It's back to the old-fashioned way for me: checks, tellers checks, or certified checks get the job done, thank you. (I'd suggest paying by delivering the Benjamins, but perhaps that's too extreme.)

Obviously, the wiring of funds had been a reliable way to transmit funds quickly. Real estate and loan closings were routinely handled by wire. Wiring funds to vendors and receiving funds by wire from owners or other upper tiers also became an effective way to do business. However, over the years, even setting aside the potential for fraud, wiring of funds to others or getting funds by wire became anything but quick or reliable in my view.

In some instances, wires took 2–3 days to reach the intended recipient. That was certainly beyond what was expected or intended and obviously caused a significant amount of agita and aggravation to the parties directly involved. Now, with the amount of fraud involved in wiring transactions and the higher risk of loss of the funds, wiring is a nonstarter in my mind, even if wiring were otherwise reliable.

Typical Fraud from Wiring Funds

The fraud typically involves creative scammers and the dregs of society who send contractors or others in the industry something that looks like a valid invoice from a vendor. The invoice looks like an invoice from your insurer or from a supplier, equipment company, lender, or another creditor. Your accounts payable personnel review and then approve the invoice and wire the funds to the vendor using the wiring information on the invoice.

Sometime later, you get a collection call from the vendor asking why the invoice was not paid. You then double-check and find that the funds were wired. However, the wire did not go to the vendor's account but to some phony/phantom account. Now what?

We recently had two clients fall prey to this type of scam. In one case, the banks were alerted to the scam in time, so the hundreds of thousands of dollars that had been wired were not lost. In another case, which we are now litigating, the bank is refusing to return the funds to our client.

What To Do in the Event of Fraud

First thing, notify the bank immediately. If this happens to your company, you may be able to get some relief from your bank by immediately notifying them that the funds were wired to a phony account and asking them to replenish your account. Ask your bank to advise you of the name of the bank to which the funds were wired (if you do not already know the name of that institution). Notify that institution as well. If your bank (obviously known as the "sender bank") or the bank that received the wire (known as the receiving, recipient, or beneficiary bank) did not disburse the funds to the phony account, then it should not be a problem.

Sometimes, these phony wires are caught before disbursement by an alert bank. That is what happened in the first client case mentioned above. Once either the sender or receiving bank has knowledge of the fraud and receives notice before the funds are disbursed, they should stop the transmittal and—after investigating to ensure the wire was going to go to a false/phony account—should place the funds back into your account.

If the funds were paid to the phony account, you have some options, none of which is really palatable or appealing.

  • One option is to try to identify the scammer.

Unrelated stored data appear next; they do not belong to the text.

PR #5683, opened 2020-12-21
Concurrency: ensure apply_condition's value is used

tautschnig:
goto_statet::apply_condition generates an entry (with fresh L2 index) in
the propagation map with generating an assignment. We did not previously
use the propagation map when handling atomic sections, and thus had a
missing link between values, causing spurious verification failures.

The regression test is based on SV-COMP's
pthread-ext/23_lu-fig2.fixed.c.

There is further room for improvement, as shown in the
KNOWNBUG-regression test. This will be addressed in a separate commit.

### DIFF
--- a/regression/cbmc-concurrency/atomic_section_sc7/test-guard.desc
+++ b/regression/cbmc-concurrency/atomic_section_sc7/test-guard.desc
@@ -1,0 +1,12 @@
+KNOWNBUG
+main.c
+--program-only
+^EXIT=0$
+^SIGNAL=0$
+--
+^warning: ignoring
+__COUNT__#\d+ == (1 \+ __COUNT__#\d+|__COUNT__#\d+ \+ 1)
+--
+__COUNT__ is guaranteed to have been read within the atomic section, there
+should not be a need to produce a conditional assignment, and therefore the
+value of __COUNT__ can be constant propagated.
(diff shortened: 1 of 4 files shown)


regression/cbmc-concurrency/atomic_section_sc7/test-guard.desc
```diff
@@ -0,0 +1,12 @@
+KNOWNBUG
+main.c
+--program-only
+^EXIT=0$
+^SIGNAL=0$
+--
+^warning: ignoring
+__COUNT__#\d+ == (1 \+ __COUNT__#\d+|__COUNT__#\d+ \+ 1)
```
peterschrammel, line 8: Isn't the same expression in thr2 where it cannot be propagated?

peterschrammel (approved):

regression/cbmc-concurrency/atomic_section_sc7/test-guard.desc
tautschnig: It actually can be propagated, because that entire function is an atomic section and the increment is guarded by `if(__COUNT__ == 1)` (in `thr2`, and `if(__COUNT__ == 0)` in `thr1`). As we nowadays constant-propagate such conditions, it ought to be fully constant.

PR #5688, opened 2020-12-23
C front-end: initializer lists do not initialise anonymous members

tautschnig:
We already took care of this in another place in
c_typecheck_initializer, but did not handle initializer lists correctly.

The test is based on a case found by C-Reduce when starting from an
SV-COMP task.

### DIFF
--- a/regression/cbmc-library/memcpy-06/test.desc
+++ b/regression/cbmc-library/memcpy-06/test.desc
@@ -1,4 +1,4 @@
-CORE
+CORE gcc-only
 main.c
 
 function 'memcpy' is not declared
@@ -8,3 +8,6 @@ parameter "memcpy::dst" type mismatch
 --
 ^warning: ignoring
 Invariant check failed
+--
+This test requires support for empty structs, which aren't supported by Visual
+Studio.
--- a/src/ansi-c/c_typecheck_type.cpp
+++ b/src/ansi-c/c_typecheck_type.cpp
@@ -947,6 +947,55 @@ void c_typecheck_baset::typecheck_compound_body(
 
         typecheck_type(new_component.type());
 
+        // the rules for anonymous members depend on the type and the compiler,
+        // just bit fields are accepted everywhere
+        if(
+          new_component.get_name().empty() &&
+          new_component.type().id() != ID_c_bit_field)
+        {
+          if(config.ansi_c.mode == configt::ansi_ct::flavourt::VISUAL_STUDIO)
+          {
+            // Visual Studio rejects anything other than a struct or union
+            // declaration, but also accepts those when they introduce a tag
+            if(
+              new_component.type().id() != ID_struct_tag &&
+              new_component.type().id() != ID_union_tag)
+            {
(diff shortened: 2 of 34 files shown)


martin-cs (approved):
The small part that touches area I maintain looks OK.  I'm not sure the tests have enough context for me to really check what is going on with them.

regression/cbmc-library/memcpy-06/test.desc
```diff
@@ -1,4 +1,4 @@
-CORE
+CORE pthread
```
kroening: Use `gcc-only` instead?

regression/ansi-c/struct5/test.desc
```diff
@@ -1,6 +1,6 @@
 CORE
 main.c
-
+--i386-win32
 ^EXIT=0$
```
kroening, line 4: Seems unrelated?

tautschnig: No, this is a relevant change. We previously wrongly supported the code in this test on all platforms: it uses anonymous (but tagged) union members.

regression/cbmc-library/memcpy-06/test.desc
tautschnig: Fixed.

kroening:
Are zero-width bit-fields considered when processing initialiser lists?

tautschnig:
@kroening:
> Are zero-width bit-fields considered when processing initialiser lists?

The C standard requires "The expression that specifies the width of a bit-field [...]. If the value is zero, the declaration shall have no declarator." GCC and Clang enforce this, we did not. I'll put together a PR to ensure our C front-end becomes equally strict.

src/ansi-c/c_typecheck_type.cpp
```diff
@@ -948,6 +948,41 @@ void c_typecheck_baset::typecheck_compound_body(
...
+          else
+          {
+            // GCC and Clang ignore anything other than an untagged struct or
+            // union; we could print a warning, but there isn't any ambiguity in
+            // semantics here. Printing a warning could elevate this to an error
+            // when compiling code with goto-cc with -Werror.
+            if(
+              (new_component.type().id() != ID_struct_tag &&
+               new_component.type().id() != ID_union_tag) ||
+              follow(new_component.type()).find(ID_tag).is_not_nil())
```
kroening: What does the follow do here?

tautschnig: This is to distinguish untagged (anonymous) structs/unions from ones that are named.

tautschnig: I have extended the comment above this code now.

kroening: May I suggest using `to_tag_type` to make this clear.

tautschnig: I've rewritten it to use `to_struct_tag_type` and `to_union_tag_type`.

peterschrammel (approved):

PR #5689, opened 2020-12-23
Simplification of pointer comparison: do not assume numeric types

tautschnig:
As we cannot (or chose not to) catch all type inconsistencies in the
language front-end, we may pass expressions to simplification that do
not adhere to typing expectations. The included example is such a case,
where the missing declaration of `memcpy` makes the struct-to-pointer
cast get all the way to the middle end.

Test is based on a sample generated by C-Reduce when starting from an
SV-COMP task.

### DIFF
--- a/regression/cbmc-library/memcpy-06/test.desc
+++ b/regression/cbmc-library/memcpy-06/test.desc
@@ -1,0 +1,10 @@
+CORE
+main.c
+
+function 'memcpy' is not declared
+parameter "memcpy::dst" type mismatch
+^EXIT=6$
+^SIGNAL=0$
+--
+^warning: ignoring
+Invariant check failed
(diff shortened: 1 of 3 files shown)


regression/cbmc-library/memcpy-06/test.desc
```diff
@@ -0,0 +1,10 @@
+CORE
+main.c
+
+function 'memcpy' is not declared
+parameter "memcpy::dst" type mismatch
```
peterschrammel, line 5: ⛏️ mixture of " and '

peterschrammel (approved):

regression/cbmc-library/memcpy-06/test.desc
tautschnig: It seems there's some more work after #4875 left to be done. I'll create a separate PR for this.

PR #5692, opened 2020-12-24
C front-end/KnR: generate nondet for missing arguments

tautschnig:
The back-end does not know how to handle `nil`, and symex would also
generate nondet in such cases, so do the same in the front-end.

### DIFF
--- a/regression/cbmc/KnR1/main.c
+++ b/regression/cbmc/KnR1/main.c
@@ -1,0 +1,8 @@
+void a(b)
+{
+  __CPROVER_assert(0, "");
+}
+int main()
+{
+  a();
+}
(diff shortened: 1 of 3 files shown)


kroening:
This deviates quite a lot from the usual pattern: this would be the only place in the front-end where we pick nondeterministic semantics.

tautschnig:
> This deviates quite a lot from the usual pattern: this would be the only place in the front-end where we pick nondeterministic semantics.

Should we instead handle this case in goto-symex, translating `nil` to nondet?

peterschrammel (approved):
At some point it needs to be replaced (frontend, goto, or symex). Having nil in the goto model doesn't seem right, and symex is certainly too late, IMO.

PR #5694, opened 2020-12-24
C front-end: ignore or reject conflicting function redeclaration

tautschnig:
A declaration of a function currently being type checked should not
replace the existing declaration. To accomplish this, make sure a
definition `type name() { ... }` fixes the type of `name` to have no
parameters and no ellipsis. This, more precise, typing highlighted a bug
in the goto-harness/parameter_and_global_variable_distinction regression
test (and the underlying implementation!), which assumed that the type
of `int (*fptr_t)(void)` did not match `int call_f()`.

Test generated by C-Reduce, starting from an SV-COMP task.

### DIFF
--- a/regression/ansi-c/invalid_redeclaration1/test-same_type.desc
+++ b/regression/ansi-c/invalid_redeclaration1/test-same_type.desc
@@ -1,0 +1,12 @@
+CORE
+main.c
+-Dsame_return_type
+^EXIT=0$
+^SIGNAL=0$
+--
+Invariant check failed
+^CONVERSION ERROR$
+--
+This previously triggered the following (undesired) invariant violation:
+File: ../src/goto-programs/goto_convert_functions.cpp:167 function: convert_function
+Condition: parameter identifier should not be empty
--- a/regression/ansi-c/invalid_redeclaration1/test.desc
+++ b/regression/ansi-c/invalid_redeclaration1/test.desc
@@ -1,0 +1,9 @@
+CORE test-c++-front-end
+main.c
+
+^EXIT=(64|1)$
+^SIGNAL=0$
+(function symbol 'a' redefined with a different type|symbol 'c' is unknown)
+^CONVERSION ERROR$
+--
+Invariant check failed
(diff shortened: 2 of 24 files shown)


tautschnig:
Requires #7305 for tests to pass.

regression/ansi-c/invalid_redeclaration1/test-same_type.desc
```diff
@@ -0,0 +1,8 @@
+CORE
+main.c
+-Dsame_return_type
+^EXIT=0$
+^SIGNAL=0$
+--
+Invariant check failed
```
feliperodri, line 7: How do you check that is falling on the intended invariant violation here?

regression/ansi-c/invalid_redeclaration1/test.desc
```diff
@@ -0,0 +1,9 @@
+CORE test-c++-front-end
+main.c
+
+^EXIT=(64|1)$
+^SIGNAL=0$
+(function symbol 'a' redefined with a different type|symbol 'c' is unknown)
```
feliperodri, line 6: FYI, gcc reports `error: a parameter list without types is only allowed in a function definition`.

feliperodri (approved):
LGTM, only minor comments outside contracts module.

regression/ansi-c/invalid_redeclaration1/test.desc
tautschnig: That will be true with more recent GCC versions (which have become stricter about the use of function declarations without parameters), but GCC 9 still only says "error: conflicting types for ‘a’". I don't think we want to become as strict as more recent GCC versions are to keep supporting old, non-standards-compliant code.

regression/ansi-c/invalid_redeclaration1/test-same_type.desc
tautschnig: This is a statement in the second of patterns not to occur, so this is checking that there is no invariant violation. I have added a comment to the file to explain which previous invariant violation this was.

peterschrammel (approved):

PR #5696, opened 2020-12-25
Message handler: add quote_begin, quote_end commands

tautschnig:
These will permit custom formatting of quoting for each message handler, and for a start introduce <quote> tags for XML. See #4875 for discussion.

Please review commit-by-commit.

### DIFF
--- a/src/util/message.cpp
+++ b/src/util/message.cpp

This, generally, "ain't gonna happen." It's probably no use calling the Federal Bureau of Investigation or local police. They seem helpless, clueless, unprepared, and unwilling to address this type of prevalent crime. First, of course, you have to figure out the locality to call. Is it the police department where your bank is located, where the receiving bank is located, where the vendor has its office, or where the scammer is? If you can figure that out and do call the authorities, then you very likely will be told that you are not the first one to make the complaint. Hey, thanks a lot!
  • You may be able to recover through your insurance. That's a big "depends." I will have to leave that to the insurance experts here at IRMI to follow up on that.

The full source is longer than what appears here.